** Instructions to follow **
Please copy out each line of the entries in which "create" appears.

[Records provided — start]

PR #510, opened 2015-08-13
Structure the aggregator and flusher goroutines

eapache:
Another chunk of #300. Once this lands the final step will be to break out the
existing massive `run()` methods into useful helper functions now that
parameter-passing isn't such a pain.

In theory no functional changes; just slightly nicer code and stricter typing
around channel direction.

@Shopify/kafka


wvanbergen:
Really straightforward :+1:

PR #633, opened 2016-03-17
Validate client ID

### LINKED ISSUE #632: Check config string properties for invalid characters
I filed a bug in the [Kafka JIRA repo](https://issues.apache.org/jira/browse/KAFKA-3417), but it appears that the invalid characters are not being checked for and are causing unexpected downstream errors. When I initially found this using sarama, the client just hung even though I saw an error in the Kafka logs. I am not sure if Kafka is not returning a response or the failure is being ignored.

With a fresh Kafka setup, create the topic and publish a message.

```bash
./kafka-topics --create --topic foo --zookeeper 192.168.99.100:2181 --partitions 1 --replication-factor 1
./kafka-console-producer --topic foo --broker-list 192.168.99.100:9092
hello world
```

Run the code to get the message, an error, or timeout.

```go
package main

import (
	"log"
	"time"

	"github.com/Shopify/sarama"
)

func main() {
	conf := sarama.NewConfig()
	conf.ClientID = "foo:bar"

	con, err := sarama.NewConsumer([]string{"192.168.99.100:9092"}, conf)
	if err != nil {
		log.Fatal(err)
	}
	defer con.Close()

	part, err := con.ConsumePartition("foo", 0, sarama.OffsetOldest)
	if err != nil {
		log.Fatal(err)
	}
	defer part.Close()

	select {
	case <-time.After(time.Second * 2):
		log.Println("timeout")

	case <-part.Messages():
		log.Println("ok")

	case err := <-part.Errors():
		log.Println("error: ", err)

	}
}
```

eapache:
Fixes #632.

@wvanbergen @bruth

### DIFF
--- a/config.go
+++ b/config.go
@@ -2,8 +2,11 @@ package sarama
 
 import (
 	"crypto/tls"
+	"regexp"
 	"time"
 )
+
+var validID *regexp.Regexp = regexp.MustCompile(`\A[A-Za-z0-9._-]*\z`)
 
 // Config is used to pass multiple configuration options to Sarama's constructors.
 type Config struct {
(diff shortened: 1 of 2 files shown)


wvanbergen:
:+1:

[Records provided — finish]

** Response to this exercise **
With a fresh Kafka setup, create the topic and publish a message.
./kafka-topics --create --topic foo --zookeeper 192.168.99.100:2181 --partitions 1 --replication-factor 1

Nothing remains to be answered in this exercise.